What the task requires:
Among the records below, find each line bearing the word "shortened" and copy it.

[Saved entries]
========================

PR #34, opened 2018-09-14
Register _xml.applyCodeAction to fix bug with CodeAction apply

angelozerr:
This PR register a custom command "_xml.applyCodeAction" to apply CodeAction returned by the XML Language Server.

### DIFF
--- a/src/extension.ts
+++ b/src/extension.ts
@@ -2,7 +2,7 @@
 import { prepareExecutable } from './javaServerStarter';
 import { LanguageClientOptions, RevealOutputChannelOn, LanguageClient, DidChangeConfigurationNotification } from 'vscode-languageclient';
 import * as requirements from './requirements';
-import { workspace, window, commands, ExtensionContext } from "vscode";
+import { workspace, window, commands, ExtensionContext, TextEdit } from "vscode";
 import * as path from 'path';
 import * as os from 'os';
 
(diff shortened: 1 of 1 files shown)


fbricon:
I think the server should send commands instead of the new textedit (protocol 3.8.0), so more clients are supported. Else you need to customize each client with that specific applyCodeAction command.

fbricon:
No. Server can only send CodeActions if the Client declares support for CodeAction literals, else it needs to fall back to returning command. That's why there are client capabilities

angelozerr:
> No. Server can only send CodeActions if the Client declares support for CodeAction literals, else it needs to fall back to returning command. That's why there are client capabilities

So if I understand your comment:

 * lsp4xml should return list of CodeAction (like before) according the client capabilities
 * vscode-xml should configure literal support capabilities. 

In lsp4j, we have:

```
CodeActionCapabilities codeActionCapabilities = new CodeActionCapabilities();
			codeActionCapabilities.setCodeActionLiteralSupport(new CodeActionLiteralSupportCapabilities());
```
But in typescript, I have not found this defintion? Could you tell me how to do that please.

fbricon:
No, the server must check if the client supports codeActions, by checking if capabilities.getTextDocument().getCodeAction().getCodeActionLiteralSupport() != null.
If codeActionLiteralSupport is supported, then return CodeActions. Else, return commands

fbricon:
codeActionLiteralSupport.codeActionKind.valueSet should not be empty

angelozerr:
> If codeActionLiteralSupport is supported, then return CodeActions. Else, return commands

Thanks for the feedback, done in https://github.com/angelozerr/lsp4xml/commit/89668441c8c6d8693744bb74ccfbfa7ae545a90d

> codeActionLiteralSupport.codeActionKind.valueSet should not be empty 

I have not implemented this test because LSP4e doesn't fill this codeActionLiteralSupport.codeActionKind.valueSet

fbricon:
This PR is made obsolete by #37. Updating the vscode client makes vscode-xml support codeActionLiterals, so CodeActions are now supported OOTB.

PR #36, opened 2018-09-17
Package.json updated for formatting capabilities, updated json Settings to include capabilities

NikolasKomonen:


src/extension.ts
```diff
@@ -10,7 +10,13 @@ interface Settings {
   catalogs: String[],
   logs: {},
   format: {},
-  fileAssociations: JSON[]
+  fileAssociations: JSON[],
+  serverCapabilities: {},
```
fbricon: why do you need to send serverCapabilities? There's no such preference

NikolasKomonen: Added that in by accident on a rebase

package.json
```diff
@@ -117,6 +117,12 @@
           "description": "Allows XML schemas to be associated to file name patterns.\n\nExample:\n[{\n  \"systemId\": \"path/to/file.xsd\",\n  \"pattern\": \"file1.xml\"\n},\n{\n  \"systemId\": \"http://www.w3.org/2001/XMLSchema.xsdd\",\n  \"pattern\": \"**/*.xsd\"\n}]",
           "markdownDescription": "Allows XML schemas to be associated to file name patterns.\n\nExample:\n```json\n[{\n  \"systemId\": \"path/to/file.xsd\",\n  \"pattern\": \"file1.xml\"\n},\n{\n  \"systemId\": \"http://www.w3.org/2001/XMLSchema.xsd\",\n  \"pattern\": \"**/*.xsd\"\n}]\n```",
           "scope": "window"
+        },
+        "xml.capabilities.formatting": {
```
fbricon: xml.format.enabled is more consistent

PR #37, opened 2018-09-18
Add xml logo and update vscode client

### LINKED ISSUE #20: CodeAction doesn't work in VSCode
I have tried to test code action in VSCode but it doesn't work altough with Eclipse LSP4E it works?

Here a sample:

```
<beans xmlns="http://www.springframework.org/schema/beans" xsi:schemaLocation="http://www.springframework.org/schema/beans http://www.springframework.org/schema/beans/spring-beans-3.0.xsd" xmlns:xsi="http://www.w3.org/2001/XMLSchema-instance">
	<bean>
	                      dddddddddddddddddd
	</bean>
</beans>
```

Code action to remove dddddddddddddddddd is displayed, but when I click on it, it doesn't work? 

vscodecodeactionbug
Have you an idea? i sit a problem from lsp4xml? Thanks for your investigation.

fbricon:
Fixes #20


fbricon:
make sure to rm `-rf node_modules; npm install` after updating

PR #41, opened 2018-09-19
Changed setting from to xml.autoClosingTags.enabled to (xml.completion.autoCloseTags), now sends this info to server

NikolasKomonen:


NikolasKomonen:
@fbricon updated and tested

PR #56, opened 2018-10-04
Add XSL support

### LINKED ISSUE #55: Add  XSL support
Currently, when an xsl document is opened, it gets no XML support whatsoever, as it's set as its own language in vscode.
See [WhatIsXSL-example.xsl.zip](https://github.com/redhat-developer/vscode-xml/files/2444580/WhatIsXSL-example.xsl.zip) from https://www.w3.org/Style/XSL/WhatIsXSL.html

fbricon:
(Partially?) fixes #55

For some reason there's no autocompletion support in the xsl. @angelozerr do we need to modify the server as well?

### DIFF
--- a/package.json
+++ b/package.json
@@ -10,13 +10,14 @@
   "bugs": "https://github.com/redhat-developer/vscode-xml/issues",
   "preview": true,
   "keywords": [
-    "xml"
+    "xml", "xsl", "xsd"
   ],
   "engines": {
     "vscode": "^1.27.0"
   },
   "activationEvents": [
-    "onLanguage:xml"
+    "onLanguage:xml",
+    "onLanguage:xsl"
   ],
   "main": "./out/src/extension",
   "scripts": {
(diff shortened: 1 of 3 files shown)


angelozerr:
The use of https://www.w3.org/1999/XSL/Transform don't give you the XML Schema, you have 3 XML Schema version for XSL. If you wish to support validation and completion for xsl, you need the my POC about XSL extension https://github.com/angelozerr/lsp4xml/tree/master/extensions/org.eclipse.lsp4xml.xsl but this https://github.com/angelozerr/lsp4xml/blob/master/extensions/org.eclipse.lsp4xml.xsl/src/main/java/org/eclipse/lsp4xml/xsl/XSLURIResolverExtension.java#L34 should be fixed (I think core should provide a folder where we can deploy some files of lsp4xml).

Today the extesnion doesn't use the version declared in the XML to choose the well XML Schema, I must do it.

fbricon:
@angelozerr I think xsl support should probably be a core feature as well

fbricon:
Regardless, I believe this PR is valuable on its own, even without the server components. @NikolasKomonen feel free to give it a try

angelozerr:
> @angelozerr I think xsl support should probably be a core feature as well

Ok, I will dot it. Please note it exists an issur for XSL at https://github.com/angelozerr/lsp4xml/issues/91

========================

Answer:
(diff shortened: 1 of 1 files shown)
(diff shortened: 1 of 3 files shown)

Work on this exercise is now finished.